PR #205, opened 2019-02-12
Fix wording on delete questionnaire

rmccar:
Fix for the wording on deleting questionnaire to be changed to make more sense

### How to review 
Make sure tests pass


rmccar:
[Add questionnaire deletion confirmation](https://trello.com/c/IKz0lNtD/919-add-questionnaire-deletion-confirmation)

PR #206, opened 2019-02-13
Fix - Context being shared across requests

tgandrews:
We were sharing the context & therefore questionnaire across requests which was causing dirty reads.

For section intro there was a race condition where the mutation for createSectionIntro (cSI) was running interlaced with updateSection (uS).

There are 3 stages to each request: 
1. the read of the questionnaire from the db (in middleware)
2. the mutation - running the mutation resolver and triggering the write
3. the read of the values on return (using the return value in the resolvers) 

They are broken up like this due as between these are the async points where other things that were queued up can start in-between and run until their async point.

The problem we had was that all parts were relying on `ctx.questionnaire` which was a static object and so `ctx.questionnaire` could change when requests happened at the same time.

For example a breaking scenario:

| Order of events | Notes |
|-----------------|-------|
| cSI-read | Good - got the right questionnaire |
| uS-read-start| Kicked off async action and then queued |
| cSI-write | Kicked off write let node do more |
| uS-read-run | Returned the value it got (pre-write). Context now wrong |
| cSI-return | Context returning old value in resolvers |

### Fix
1. Update middleware to store values on req
2. Update to apollo-server 2 so we can read req to generate a context object for each request.

### Visible Recreation steps
1. Check out https://github.com/ONSdigital/eq-author-app/tree/logging-static
1. Run the builder spec and see the SectionIntro tests fail (it doesn't always happen)
1. You should be able to see that is a log of the write updating the created at (e.g. `updating from 123 to 125`) and then a read of the old updated at time (e.g. `read 123`). Also you will see the section intro create resolver log showing the old updated at (e.g. `Read section from section intro 123`)

### How to review 
1. Ensure that section introduction cypress tests (a part of build spec) always pass.

### DIFF
--- a/eq-author-api/middleware/loadQuestionnaire.js
+++ b/eq-author-api/middleware/loadQuestionnaire.js
@@ -1,14 +1,14 @@
 const { getQuestionnaire } = require("../utils/datastore");
 
-module.exports = (logger, context) => async (req, res, next) => {
+module.exports = async (req, res, next) => {
   const questionnaireId = req.header("questionnaireId");
   if (questionnaireId) {
-    context.questionnaire = await getQuestionnaire(questionnaireId);
-    if (!context.questionnaire.metadata) {
-      context.questionnaire.metadata = [];
+    req.questionnaire = await getQuestionnaire(questionnaireId);
+    if (!req.questionnaire.metadata) {
+      req.questionnaire.metadata = [];
     }
-    if (!context.questionnaire.sections) {
-      context.questionnaire.sections = [];
+    if (!req.questionnaire.sections) {
+      req.questionnaire.sections = [];
     }
   }
   next();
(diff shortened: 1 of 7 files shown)


tgandrews:
[Solve issue of concurrent editing](https://trello.com/c/GLPlLgQx/929-solve-issue-of-concurrent-editing)

eq-author-api/middleware/loadQuestionnaire.js
```diff
@@ -1,14 +1,14 @@
 const { getQuestionnaire } = require("../utils/datastore");
 
-module.exports = (logger, context) => async (req, res, next) => {
+module.exports = () => async (req, res, next) => {
```
SamGodwin2: Don't think we need to pass in logger or ctx on line 38 in app.js with this change.

tgandrews:
@SamGodwin2 please re-review.

PR #207, opened 2019-02-13
Add env to switch between DynamoDB and local filesystem.

rmccar:
Currently without a decent way of interacting with dynamoDB this is a workaround so that an environment variable can be set so that in dev we can manage the questionnaires as json files as before DynamoDB. This makes testing questionnaires a lot easier.

### How to review 
- Make sure tests pass
- Add 'DATASTORE=filesystem' to your environment variables in the api docker-compose.yml and ensure that author now goes back to writing to json files in the data folder

### DIFF
--- a/eq-author-api/utils/datastore.js
+++ b/eq-author-api/utils/datastore.js
@@ -1,90 +1,17 @@
+let datastore;
+if (process.env.DATASTORE === "filesystem") {
+  datastore = require("./datastoreFileSystem");
+} else {
+  datastore = require("./datastoreDynamo");
+}
+
 const {
-  QuestionnaireModel,
-  QuestionnaireVersionsModel,
-} = require("../db/models/DynamoDB");
-const { omit, isEqual } = require("lodash");
-
-const saveModel = model =>
-  new Promise((resolve, reject) => {
-    model.save(err => {
-      if (err) {
-        reject(err);
-      }
-      resolve();
-    });
-  });
-
-const createQuestionnaire = async questionnaire => {
-  await saveModel(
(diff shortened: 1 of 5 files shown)


eq-author-api/utils/datastoreFileSystem.js
```diff
@@ -0,0 +1,55 @@
+const { omit, reject } = require("lodash");
+const fs = require("fs");
+const stringify = require("json-stable-stringify");
+
+const createQuestionnaire = async questionnaire => {
+  fs.writeFileSync(
```
tgandrews: Can we use `async` versions so the differences aren't too big. https://nodejs.org/dist/latest-v10.x/docs/api/fs.html#fs_fs_promises_api

eq-author-api/utils/datastore.js
```diff
@@ -1,90 +1,12 @@
...
-        resolve(questionnaires);
-      });
-  });
-};
+  createQuestionnaire,
+  saveQuestionnaire,
+  deleteQuestionnaire,
+  getQuestionnaire,
+  listQuestionnaires,
+} = process.env.DATASTORE_FILESYSTEM
```
jonnyshaw89: Could better option to make this non-binary?
so have `process.env.DATASTORE` that could equal `filesystem`, `dynamodb`, `some googleness`?

jonnyshaw89: Should also add documentation to the Readme

rmccar: Yep ill do that

rmccar:
[Extract data from pre-prod questionnaires](https://trello.com/c/PiKibqbr/923-extract-data-from-pre-prod-questionnaires)

PR #211, opened 2019-02-18
Fix UUID regex to be backwards compatable

rmccar:
This PR is to change the current UUID regex to allow it to be backwards compatible with the old ID and URLs. This will then be changed at some point in a refactor.

### How to review 
- Check tests pass
- Check that current survey ids are accepted


rmccar:

PR #212, opened 2019-02-19
Log when client and API versions are different

SamGodwin2:

There seems to currently be a possibility for the api and front-end to get into version mismatches when the front end gets cached by the user. This PR adds the cache control headers to nginx and also adds logging to help alert us when this happens and if it's an issue that needs handling. 

### How to review 
Changes make sense and if the api is running in a non-dev NODE_ENV you should see logs alerting you that there is a "Application version mismatch".

### DIFF
--- a/eq-author-api/app.js
+++ b/eq-author-api/app.js
@@ -9,6 +9,7 @@ const { PORT } = require("./settings");
 const status = require("./middleware/status");
 const { getLaunchUrl } = require("./middleware/launch");
 const createAuthMiddleware = require("./middleware/auth");
+const versionMiddleware = require("./middleware/version");
 const repositories = require("./repositories");
 const modifiers = require("./modifiers");
 const schema = require("./schema");
@@ -60,6 +61,7 @@ db(process.env.DB_SECRET_ID)
       pino,
       cors(),
       authMiddleware,
+      versionMiddleware,
       bodyParser.json(),
       graphqlExpress({
         schema,
--- a/eq-author-api/middleware/version.js
+++ b/eq-author-api/middleware/version.js
@@ -1,0 +1,16 @@
+module.exports = (req, res, next) => {
+  if (
+    req.headers.clientversion &&
+    process.env.EQ_AUTHOR_API_VERSION &&
+    req.headers.clientversion !== process.env.EQ_AUTHOR_API_VERSION
+  ) {
+    req.log.warn(
+      {
+        clientversion: req.headers.clientversion,
+        apiversion: process.env.EQ_AUTHOR_API_VERSION,
+      },
+      "Application version mismatch"
+    );
+  }
+  next();
+};
--- a/eq-author/src/index.js
+++ b/eq-author/src/index.js
@@ -11,7 +11,7 @@ import { setContext } from "apollo-link-context";
 import config from "config";
 import getIdForObject from "utils/getIdForObject";
 import render from "utils/render";
-import appendAuthHeader from "utils/appendAuthHeader";
+import getHeaders from "middleware/headers";
 
 import App from "App";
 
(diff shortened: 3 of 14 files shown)


eq-author-api/app.js
```diff
@@ -35,6 +35,22 @@ db(process.env.DB_SECRET_ID)
 
     const authMiddleware = createAuthMiddleware(logger, context);
 
+    const versionMiddleware = (req, res, next) => {
```
tgandrews: Could we extract this to a separate file with tests?

eq-author/src/index.js
```diff
@@ -43,11 +43,20 @@ const history = createHistory();
 
 const httpLink = createHttpLink(config.REACT_APP_API_URL);
 
+const versionLink = setContext((_, { headers }) => ({
```
tgandrews: This might be worth extracting as well so we can test it? Maybe create a middleware folder so the questionnaire id and auth headers are handled there as well?

eq-author-api/app.js
```diff
@@ -35,6 +35,22 @@ db(process.env.DB_SECRET_ID)
...
+      if (
+        process.env.NODE_ENV !== "development" &&
+        req.headers.clientversion !== process.env.EQ_AUTHOR_API_VERSION
+      ) {
+        logger.info(
+          {
+            clientversion: req.headers.clientversion,
+            apiversion: process.env.EQ_AUTHOR_API_VERSION,
```
tgandrews: Should we send this in all responses? Or is the status page enough. I think it probably is.

eq-author-api/middleware/version.js
```diff
@@ -0,0 +1,15 @@
+module.exports = (req, res, next) => {
+  if (
+    process.env.NODE_ENV !== "development" &&
+    req.headers.clientversion !== process.env.EQ_AUTHOR_API_VERSION
+  ) {
+    req.log.info(
```
tgandrews: Should it be `warn`?

eq-author/src/middleware/headers/versionHeader.js
```diff
@@ -0,0 +1,4 @@
+export default headers => ({
+  ...headers,
+  clientVersion: process.env.REACT_APP_EQ_AUTHOR_VERSION,
```
samiwel: Probably best to only set the request header if `REACT_APP_EQ_AUTHOR_VERSION` has a value.

samiwel: image

eq-author-api/middleware/version.js
```diff
@@ -0,0 +1,15 @@
+module.exports = (req, res, next) => {
+  if (
+    process.env.NODE_ENV !== "development" &&
```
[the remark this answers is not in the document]
SamGodwin2: Yeah the reason for this is because it just causes a bunch of additional logging noise every time you make a request to the API as while in dev the version numbers aren't present, this seemed like a better solution than putting dummy version numbers in the envs?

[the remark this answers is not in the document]
samiwel: If we change to something like this it won't log in the event that versions aren't set. No need for dummy versions to be entered in dev.

```js
if (req.headers.clientversion && process.env.EQ_AUTHOR_API_VERSION && req.headers.clientversion !== process.env.EQ_AUTHOR_API_VERSION) {
    req.log.warn(
      {
        clientversion: req.headers.clientversion,
        apiversion: process.env.EQ_AUTHOR_API_VERSION,
      },
      "Application version mismatch"
    );
  }
  next();
};
```

samiwel:
[Fix browser caching old version of HTML/JS (2)](https://trello.com/c/mAVwAURP/848-fix-browser-caching-old-version-of-html-js-2)

samiwel:
Coverage dropped, I think you just need to test that the `clientversion` header if env var is not set.

PR #214, opened 2019-02-19
Fix validation on update

rmccar:
The front end wasn't being updated when the validation rule using a previous answer was being changed. It was because the validation type could not be resolved. This was causing the app to get in an odd state if you did not refresh after each change. This change adds the validation type on to the object when a validation rule is updated

### How to review 
- Tests pass
- Make sure changing validation works using a previous answer and the page updates without a refresh


rmccar:

PR #215, opened 2019-02-20
Create a questionnaire builder and schema tests

adammahmood:
- Adds schema tests to API
- This is still a WIP but all tests in schema/tests pass

### How to review 
- Ensure tests pass


adammahmood:

eq-author-api/utils/loadQuestionnaire.js
```diff
@@ -0,0 +1,4 @@
+const fs = require("fs");
```
tgandrews: I don't think this file is used.

eq-author-api/utils/saveQuestionnaire.js
```diff
@@ -0,0 +1,10 @@
+const fs = require("fs");
```
tgandrews: I don't think this file is used.

PR #216, opened 2019-02-20
Add import questionnaire script

rmccar:
This is a new script to be used to import questionnaires from local to dynamoDB. It also adds a switch to the filesystem script because when running this new script it will be run from a different location so needs slightly different paths

### How to review 
- Tests pass
- Script can be run and duplicates the files in the data folder

### DIFF
--- a/eq-author-api/scripts/import-json-to-dynamo.js
+++ b/eq-author-api/scripts/import-json-to-dynamo.js
@@ -1,0 +1,26 @@
+#!/usr/bin/env node
+/* eslint-disable import/unambiguous,no-console */
+const fs = require("fs");
+const jsonPath = process.env.DATA_DIR;
+const { createQuestionnaire } = require("../utils/datastore");
+
+if (!jsonPath) {
+  throw new Error("Set DATA_DIR environment variable");
+}
+
+const importQuestionnaire = async contents => {
+  return createQuestionnaire({ ...contents, id: contents.id + "_copy" });
+};
+
+const loadQuestionnaireJSON = async path => {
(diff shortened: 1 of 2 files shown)


rmccar:

eq-author-api/scripts/import-json-to-dynamo.js
```diff
@@ -0,0 +1,26 @@
+#!/usr/bin/env node
```
tgandrews: The filename is dynamo but the script imports to file system?

eq-author-api/scripts/import-json-to-dynamo.js
```diff
@@ -0,0 +1,26 @@
...
+const fs = require("fs");
+const jsonPath = process.env.DATA_DIR;
+const { createQuestionnaire } = require("../utils/datastoreFileSystem");
+
+if (!jsonPath) {
+  throw new Error("Set DATA_DIR environment variable");
+}
+
+const importQuestionnaire = async contents => {
+  return createQuestionnaire({ ...contents, id: contents.id + "_copy" });
```
tgandrews: Is that a valid questionnaire id? Or will it clash with our UI routing regex?

eq-author-api/scripts/import-json-to-dynamo.js
rmccar: At the moment it will import to file system for testing but will eventually import to Dynamo

tgandrews: Can we not call dynamo yet?

rmccar: Yes ive made a change now to allow this

PR #220, opened 2019-02-21
Fix validation, duplication and properties test

adammahmood:
- Fixes validation, duplication and properties tests

### How to review 
- Ensure tests pass


adammahmood:

eq-author-api/schema/tests/duplication.test.js
```diff
@@ -0,0 +1,158 @@
...
+    let page, pageCopy;
+
+    beforeEach(async () => {
+      page = await queryQuestionPage(questionnaire, last(section.pages).id);
+      let { id } = await duplicatePage(questionnaire, page);
+      pageCopy = await queryQuestionPage(questionnaire, id);
+    });
+
+    afterEach(async () => {
+      await deleteQuestionPage(questionnaire, pageCopy.id);
```
tgandrews: I'm not sure I like sharing questionnaires across tests. I think we should discuss this after. My worry is that we could have state leaking between tests

eq-author-api/schema/tests/duplication.test.js
```diff
@@ -0,0 +1,158 @@
...
+      duplicatedQuestionnaire = await duplicateQuestionnaire(questionnaire);
+      questionnaireCopy = await queryQuestionnaire(duplicatedQuestionnaire);
+    });
+
+    afterEach(async () => {
+      await deleteQuestionnaire(questionnaireCopy.id);
+    });
+
+    it("should copy questionnaire with sections and pages", () => {
+      //@todo - Some sort of issue with createdBy resolving correctly
```
tgandrews: I fixed this so that it would work for create questionnaire. You can see how that works. The auth value is currently not configurable though

eq-author-api/schema/tests/properties.test.js
```diff
@@ -0,0 +1,129 @@
...
+      type: DATE,
+    });
+    const properties = { format: "mm/yy" };
+    await updateAnswer(questionnaire, { id, properties });
+    const { properties: updatedProperties } = await queryAnswer(
+      questionnaire,
+      id
+    );
+
+    expect(updatedProperties).toEqual(expect.objectContaining(properties));
```
tgandrews: Instead of `toEqual(expect.objectContaining` can we use `toMatchObject`?

eq-author-api/schema/tests/validation.test.js
```diff
@@ -166,13 +92,23 @@ describe("validation", () => {
 
   describe("Number and Currency", () => {
     it("should create min and max validation db entries for Currency and Number answers", async () => {
```
tgandrews: Can we drop `db entries` here?

PR #225, opened 2019-02-25
Don't rely on buildQuestionnaire to run create mutation

tgandrews:
Test creation instead of relying buildTestQuestionnaire to do it. This had a knock on effect which resulted in removing any reliance on one questionnaire for the test file and instead mostly creating one per test. The cost seems relatively minimal at the moment ~20-30ms on my machine.

Also, fixed some todos such as mutually exclusive options.

One minor thing was a change to `executeQuery` so it will throw if it reads any graphql errors. We might want to make this configurable later but is probably a good catch for now.

### How to review 
1. Ensure we are red for the right reasons
2. Ensure the test suite does not take more than ~10 seconds locally.

### DIFF
--- a/eq-author-api/schema/resolvers/base.js
+++ b/eq-author-api/schema/resolvers/base.js
@@ -207,6 +207,10 @@ const Resolvers = {
         }
       });
 
+      if (!confirmationPage) {
+        return null;
+      }
+
       return { pageId, ...confirmationPage };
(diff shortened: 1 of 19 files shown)


tgandrews:

tgandrews:
@adammahmood this issue is resolved in #226

PR #226, opened 2019-02-25
Fix validation bug

SamGodwin2:
There was a bug found that was introduced in https://github.com/ONSdigital/eq-author-app/pull/214 where trying to toggle a validation or update it would not update the questionnaires data. This was because the function changed in that PR caused a new object to be returned instead of the reference of the entity within the questionnaire. This PR reverts this change and allows you to toggle and update the questionnaire.

### How to review 
You can update the validations on a questionnaire and tests pass.

### DIFF
--- a/eq-author-api/constants/validationTypes.js
+++ b/eq-author-api/constants/validationTypes.js
@@ -14,23 +14,6 @@ const VALIDATION_TYPES = [
   MAX_DURATION,
 ];
 
-const MIN_VALUE_INPUT = "minValueInput";
-const MAX_VALUE_INPUT = "maxValueInput";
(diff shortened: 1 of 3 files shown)


SamGodwin2:

SamGodwin2:
Yeah was planning on talking it over on Wednesday I've got an idea on how we could neaten this stuff up a bit but I don't think it's worth doing till we're in a good state.

tgandrews:
@SamGodwin2 @samiwel why is travis not running on this?

SamGodwin2:
Looks like Travis isn't running on any of the PR's atm?

PR #2859, opened 2023-01-04
Ear 1800 page titles

Paul-Joel:

- Add new component to allow for the addition of new required fields to Section, Question, List Collector (3 fields), Confirmation Question, and Calculated Summary. 
- Adds additional functionality to collapsible to fix display issues with inconsistent use of margins 
- Add new component for output of inline/in text external links 
- Adds a new migration to ensure that the new fields show as mandatory when existing questionnaires are opened or imports made. 

Note: position of new field has changed from Jira ticket in discussion with Lauren. New field now appears directly after existing title field.

Requires matching eq-publisher-v3 changes to format and output field values for EQ
JIRA: https://jira.ons.gov.uk/browse/EAR-1800 
Publisher PR: https://github.com/ONSdigital/eq-publisher-v3/pull/137

### How to review

1. New Questionnaire (tests new fields)
* Create a new questionnaire
* Create a new section, ensuring that the new field shows in the correct location and method, is marked as required on the screen when empty, and contributes to the count of errors for the page correctly. Ensure entered text is stored, retrieved, and in the export. Ensure 'block' is displayed correctly for spacing and position
* Repeat for question
* Repeat for calculated summary
* Repeat for confirmation question
* Repeat for list collector, noting that this has 3 instances of page title, one for each section. Ensure all 3 behave correctly, and that they store and output their values independently
2. Existing questionnaire (test new migration)
* Open an existing questionnaire, and ensure that the new fields are marked as required and contribute to the error counts
3. Importing questions/sections (test new migration)
* Import sections and questions from a non-updated questionnaire, and ensure that they also immediately trigger the required state, and contribute to the error count
4. Test new 'block'
* Ensure text in new block matches spec


eq-author/src/App/questionConfirmation/Design/index.js
```diff
@@ -99,6 +99,7 @@ export const UnwrappedQuestionConfirmationRoute = ({
   return (
     <EditorLayout
       title={data?.questionConfirmation?.displayName || ""}
+      pageDescription={data?.questionConfirmation?.pageDescription || ""}
```
farres1, line 102:
```suggestion
```
This line can be removed as EditorLayout does not have a pageDescription prop, and so is unused

farres1 (changes requested):

eq-publisher/src/getQuestionnaire/queries.js
```diff
@@ -234,6 +234,7 @@ exports.getQuestionnaire = `
         title
         introductionTitle
         introductionContent
+        pageDescription
```
farres1, line 237:
```suggestion
```
This line can be removed  - this file is only used for v2 Publisher, which is no longer maintained

eq-publisher/src/getQuestionnaire/queries.js
```diff
@@ -276,6 +277,7 @@ exports.getQuestionnaire = `
             ... on QuestionPage {
               description
               descriptionEnabled
+              pageDescription
```
farres1, line 280:
```suggestion
```
This line can be removed  - this file is only used for v2 Publisher, which is no longer maintained

eq-publisher/src/getQuestionnaire/queries.js
```diff
@@ -287,6 +289,7 @@ exports.getQuestionnaire = `
               confirmation {
                 id
                 title
+                pageDescription
```
farres1, line 292:
```suggestion
```
This line can be removed  - this file is only used for v2 Publisher, which is no longer maintained

farres1 (changes requested):

farres1 (approved):

farres1 (dismissed):

farres1 (approved):

PR #2885, opened 2023-01-23
EAR 1815 Answer required and mutually exclusive

jchapman68:

> When a mutually exclusive answer is added then a banner is placed below the answer required toggle switch of the main answer to indicate that the answer required will also apply to the mutually exclusive answer.
>
> E.g. _"Currently, if you add a new question to Author the entire app crashed. This is because..."_

### How to review

- Create a questions with answers of type Number, Unit, Duration, TextField, TextArea, Date, Checkbox and Select.
- For each of the above check that Answer Required has a banner below it when a Mutually Exclusive answer is added and not shown before and after the Mutually Exlusive answer is removed.
- Check that DateRange and Radio cannot have mutually exclusive answer added and that the banner is not shown below the Answer Required toggle switch.

### DIFF
--- a/eq-author/src/App/page/Design/answers/DateSingle/index.js
+++ b/eq-author/src/App/page/Design/answers/DateSingle/index.js
@@ -28,7 +28,11 @@ export const DateSingle = ({ answer, onChange, onUpdate, ...otherProps }) => {
         showDummyDate={false}
         {...otherProps}
       />
-      <AnswerProperties answer={answer} updateAnswer={updateAnswer} />
+      <AnswerProperties
+        answer={answer}
+        updateAnswer={updateAnswer}
+        page={otherProps.page}
+      />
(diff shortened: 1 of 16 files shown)


Paul-Joel (dismissed):

masiketlamelo (approved):

sudeepkunhis (changes requested):
@jchapman68 
Just spotted something - in custom-prop-types/index.js and AnswerProperties/index.js - we don’t need the line for hasMutuallyExclusiveAnswer because it is not directly passed as a prop to ‘AnswerProperties’. It is present in Required/index.js. I have commented the two lines as shown below and the feature still works alright. All else looks good, okay to approve once you have a look, thanks.

Paul-Joel (approved):

masiketlamelo (approved):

################

Pull every line holding "logger" out of the records.

-module.exports = (logger, context) => async (req, res, next) => {
-module.exports = (logger, context) => async (req, res, next) => {
SamGodwin2: Don't think we need to pass in logger or ctx on line 38 in app.js with this change.
     const authMiddleware = createAuthMiddleware(logger, context);
+        logger.info(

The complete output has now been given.